— Exercise aim —
Could you transcribe every entry exactly, leaving nothing out?

— Exercise materials —
PR #102, opened 2021-09-29
Refactor/consolidate in-memory-key-manager with wallet

rhyslbw:
# Context
There's no practical benefit of keeping the `InMemoryKeyManager` separate from the wallet, in the same way
a particular hardware wallet would have, as most wallets will use the in-memory key manager
as the default.

# Proposed Solution
- Consolidate the `in-memory-key-manager` package with `wallet`.
- Restructures the tests to reflect the source structure, removing source path mapping.
- https://github.com/input-output-hk/cardano-js-sdk/pull/102/commits/955079143cbd564e3e1452b39a6a73c371f16bd2


mkazlauskas (approved):
Looks good

rhyslbw:
> Looks good. The tests are probably failing because it's missing a dependency: `"bip39": "^3.0.4"`

Yep, missed the failure since my local state had the package installed.

rhyslbw:
Additional important change listed above @mkazlauskas

mkazlauskas (dismissed):

mkazlauskas:
> Additional important change listed above @mkazlauskas

Is CSL not following semantic versioning? Either way I think it's ok to pin to specific CSL version because cardano-js-sdk users are supposed to get CSL indirectly anyway.

rhyslbw:
> Is CSL not following semantic versioning? Either way I think it's ok to pin to specific CSL version because cardano-js-sdk users are supposed to get CSL indirectly anyway.

I'm not sure, but given the critical nature of this dep, I'd prefer we lock it and remove the chance of unexpected changes.

mkazlauskas (approved):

— Answer to this exercise —
PR #102, opened 2021-09-29
Refactor/consolidate in-memory-key-manager with wallet

rhyslbw:
# Context
There's no practical benefit of keeping the `InMemoryKeyManager` separate from the wallet, in the same way
a particular hardware wallet would have, as most wallets will use the in-memory key manager
as the default.

# Proposed Solution
- Consolidate the `in-memory-key-manager` package with `wallet`.
- Restructures the tests to reflect the source structure, removing source path mapping.
- https://github.com/input-output-hk/cardano-js-sdk/pull/102/commits/955079143cbd564e3e1452b39a6a73c371f16bd2


mkazlauskas (approved):
Looks good

rhyslbw:
> Looks good. The tests are probably failing because it's missing a dependency: `"bip39": "^3.0.4"`

Yep, missed the failure since my local state had the package installed.

rhyslbw:
Additional important change listed above @mkazlauskas

mkazlauskas (dismissed):

mkazlauskas:
> Additional important change listed above @mkazlauskas

Is CSL not following semantic versioning? Either way I think it's ok to pin to specific CSL version because cardano-js-sdk users are supposed to get CSL indirectly anyway.

rhyslbw:
> Is CSL not following semantic versioning? Either way I think it's ok to pin to specific CSL version because cardano-js-sdk users are supposed to get CSL indirectly anyway.

I'm not sure, but given the critical nature of this dep, I'd prefer we lock it and remove the chance of unexpected changes.

mkazlauskas (approved):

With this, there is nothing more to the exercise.